DIRECTIONS FOR THIS TASK: An exact reproduction of all entries is required.

▬▬▬

Issue #19292, opened 2026-02-27
Clipboard Copy Not Working in Chrome Extension (Works in Edge)


akashsaha58c:
### Steps To Reproduce

1. Open Google Chrome (latest version) on Windows 11.
2. Click the Bitwarden browser extension.
3. Open any saved login entry.
4. Click "Copy Username" or "Copy Password".
5. Press Win + V to open Windows Clipboard History.

### Expected Result

The copied username or password should appear in Windows Clipboard History (Win + V), similar to when copying text normally (Ctrl + C).

### Actual Result

The copied value can be pasted normally using Ctrl + V in any application.
However, it does NOT appear in Windows Clipboard History (Win + V).

The same behavior works correctly in Microsoft Edge, where the copied value appears in Windows Clipboard History.

### Screenshots or Videos

<img width="773" height="305" alt="Image" src="https://github.com/user-attachments/assets/33d770ab-a91a-4367-a6ba-b421e570be8c" />

<img width="767" height="301" alt="Image" src="https://github.com/user-attachments/assets/e2508499-7f7f-4f56-bd80-ee90ce77c2b9" />

<img width="765" height="326" alt="Image" src="https://github.com/user-attachments/assets/b7bb029d-87bd-49a8-b121-da188ea2f44d" />

<img width="767" height="310" alt="Image" src="https://github.com/user-attachments/assets/b2e08101-5008-4f3c-a84d-62a4ad4d486c" />

<img width="765" height="299" alt="Image" src="https://github.com/user-attachments/assets/4260400d-3f35-450e-9974-3951a3a15f5d" />

<img width="768" height="304" alt="Image" src="https://github.com/user-attachments/assets/4a9631d6-5c1b-4818-a0e2-d3685c6b8f21" />

### Additional Context

Clipboard history is enabled in Windows settings.
Other copied text (Ctrl + C) appears normally in clipboard history.

### Operating System

Windows

### Operating System Version

Windows 11 Home Single Language. Version 25H2 OS. build 26200.7840. Experience Windows Feature Experience Pack 1000.26100.291.0

### Web Browser

Chrome

### Browser Version

145.0.7632.117 (Official Build) (64-bit)

### Environment Versions

Version 2026.1.1

### Issue Tracking Info

- [ ] I understand that work is tracked outside of Github. A PR will be linked to this issue should one be opened to address it, but Bitwarden doesn't use fields like "assigned", "milestone", or "project" to track progress.

jtodddd:
[...]

PR #20859, opened 2026-05-26
[PM-38109] fix(browser): use direct clipboard API when popup has DOM access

▬▬▬

RESPONSE FOR THIS EXERCISE:
Issue #19292, opened 2026-02-27
Clipboard Copy Not Working in Chrome Extension (Works in Edge)


akashsaha58c:
### Steps To Reproduce

1. Open Google Chrome (latest version) on Windows 11.
2. Click the Bitwarden browser extension.
3. Open any saved login entry.
4. Click "Copy Username" or "Copy Password".
5. Press Win + V to open Windows Clipboard History.

### Expected Result

The copied username or password should appear in Windows Clipboard History (Win + V), similar to when copying text normally (Ctrl + C).

### Actual Result

The copied value can be pasted normally using Ctrl + V in any application.
However, it does NOT appear in Windows Clipboard History (Win + V).

The same behavior works correctly in Microsoft Edge, where the copied value appears in Windows Clipboard History.

### Screenshots or Videos

<img width="773" height="305" alt="Image" src="https://github.com/user-attachments/assets/33d770ab-a91a-4367-a6ba-b421e570be8c" />

<img width="767" height="301" alt="Image" src="https://github.com/user-attachments/assets/e2508499-7f7f-4f56-bd80-ee90ce77c2b9" />

<img width="765" height="326" alt="Image" src="https://github.com/user-attachments/assets/b7bb029d-87bd-49a8-b121-da188ea2f44d" />

<img width="767" height="310" alt="Image" src="https://github.com/user-attachments/assets/b2e08101-5008-4f3c-a84d-62a4ad4d486c" />

<img width="765" height="299" alt="Image" src="https://github.com/user-attachments/assets/4260400d-3f35-450e-9974-3951a3a15f5d" />

<img width="768" height="304" alt="Image" src="https://github.com/user-attachments/assets/4a9631d6-5c1b-4818-a0e2-d3685c6b8f21" />

### Additional Context

Clipboard history is enabled in Windows settings.
Other copied text (Ctrl + C) appears normally in clipboard history.

### Operating System

Windows

### Operating System Version

Windows 11 Home Single Language. Version 25H2 OS. build 26200.7840. Experience Windows Feature Experience Pack 1000.26100.291.0

### Web Browser

Chrome

### Browser Version

145.0.7632.117 (Official Build) (64-bit)

### Environment Versions

Version 2026.1.1

### Issue Tracking Info

- [ ] I understand that work is tracked outside of Github. A PR will be linked to this issue should one be opened to address it, but Bitwarden doesn't use fields like "assigned", "milestone", or "project" to track progress.

jtodddd:
[...]

PR #20859, opened 2026-05-26
[PM-38109] fix(browser): use direct clipboard API when popup has DOM access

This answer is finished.